A Inteligência Artificial (IA) está a transformar rapidamente a forma como empresas e administrações públicas operam, mas o maior obstáculo à sua adoção ainda não é tecnológico — é humano. Esta foi uma das ideias centrais partilhadas por Javier Martínez Torres, professor titular da Universidade de Vigo e CEO da empresa tecnológica Possible, no episódio do podcast Dados à Conversa, desta semana.

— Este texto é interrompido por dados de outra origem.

PR #1159, opened 2026-08-13
refactor(node): validate zones with Tempo consensus

klkvr:
## Summary
- reuse generic `TempoConsensus<ZoneChainSpec>` instead of noop consensus
- configure Zone consensus gas sections and domain-separated system transaction chain IDs
- update the Tempo dependency to the generic consensus implementation

## Validation
- `cargo +nightly clippy -p zone-node --all-targets -- -D warnings`

### DIFF
--- a/crates/node/src/cli.rs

Javier Martínez Torres destacou a rápida evolução do setor e o impacto de modelos mais acessíveis, como o DeepSeek, que estão a mudar o paradigma ao permitir processamento local — uma alternativa particularmente relevante para pequenas e médias empresas com menor capacidade de investimento. “A segurança e o controlo dos dados tornaram-se fatores críticos na escolha dos modelos”, afirmou.
Modelos menos conhecidos, como o italiano Vitruvia ou o espanhol Alia, também foram referidos como alternativas viáveis em contextos onde a soberania e o controlo superam a necessidade de desempenho máximo.
Para o académico, a Europa dificilmente poderá competir com os EUA ou a China na corrida tecnológica pela liderança dos modelos mais avançados. “Não faz sentido competir na Fórmula 1 dos LLM. A Europa deve assumir o seu papel na construção de uma IA ética, transparente e responsável”, defendeu.
A regulação e o investimento em infraestruturas são, segundo Javier Martínez Torres, os pilares da estratégia europeia. Mas alerta: mesmo em contextos onde a precisão absoluta não é necessária, o controlo e a confiança são indispensáveis.
A adoção da IA nas empresas espanholas avança a ritmos diferentes, dependendo do setor. A indústria ainda aposta sobretudo em IA tradicional — visão computacional, modelos preditivos, manutenção preditiva — enquanto setores como banca, seguros e retalho lideram na integração de IA generativa.
No entanto, o CEO da Possible nota que há ainda um descompasso entre o interesse e a capacidade de execução. “Gastamos mais tempo em formação e consultoria do que em implementação real. A maior barreira é o medo”, afirmou. “Há também um desconhecimento estrutural sobre o custo de infraestrutura e manutenção. Muitos acreditam que usar IA é como instalar o Office.”
Administração pública avança, mas com cautela
Javier Martínez Torres reconhece progressos significativos na administração pública, especialmente a nível regional. Destacou exemplos da Galiza, como modelos preditivos para lares de idosos ou ferramentas de linguagem natural que facilitam o acesso a dados clínicos. “Talvez não existam grandes projetos mediáticos de 20 milhões, mas há dezenas de projetos de um milhão com impacto direto no cidadão — e isso é mais relevante.”
IA sem dados é ilusão
Outro ponto crítico abordado foi o estado dos dados nas organizações. “Sem dados organizados, nenhum modelo funciona. A maioria das empresas ainda não tem os dados limpos nem estruturas coerentes. E isso compromete tudo — desde a fiabilidade dos resultados até ao retorno do investimento.”
O académico reforçou ainda a importância de uma política clara de governação da IA. “Quem é responsável por cada modelo? Quem o monitoriza? Quem decide quando o modelo deve ser desativado? Estes são temas que ainda estão por resolver em muitas empresas.”
Alfabetização digital: o desafio estrutural
Javier Martínez Torres, também apontou a formação transversal em IA como uma lacuna estrutural. “Formamos engenheiros, mas esquecemo-nos de formar os futuros gestores. A literacia em IA tem de ser integrada em todos os cursos universitários. Não podemos formar apenas técnicos; temos de formar decisores informados.”
Apesar do ritmo acelerado da inovação, Javier Martínez Torres, acredita que o futuro próximo passará não apenas por modelos mais poderosos, como o anunciado GPT-4.5, mas também por modelos mais pequenos, especializados e combináveis. “Vamos avançar para arquiteturas de agentes interligados, que resolvem problemas de forma escalável e controlável.”
Apesar do entusiasmo em torno dos agentes, o especialista alerta para os riscos do hype: “A tecnologia avança, mas nem tudo o que brilha é novo. A eficiência não vem do marketing, vem da aplicação prática.”
Javier Martínez Torres deixa uma nota clara: o comboio da IA não vai parar. “Se as empresas e os profissionais não se adaptarem, não serão substituídos pela IA — serão ultrapassados por quem a souber usar.”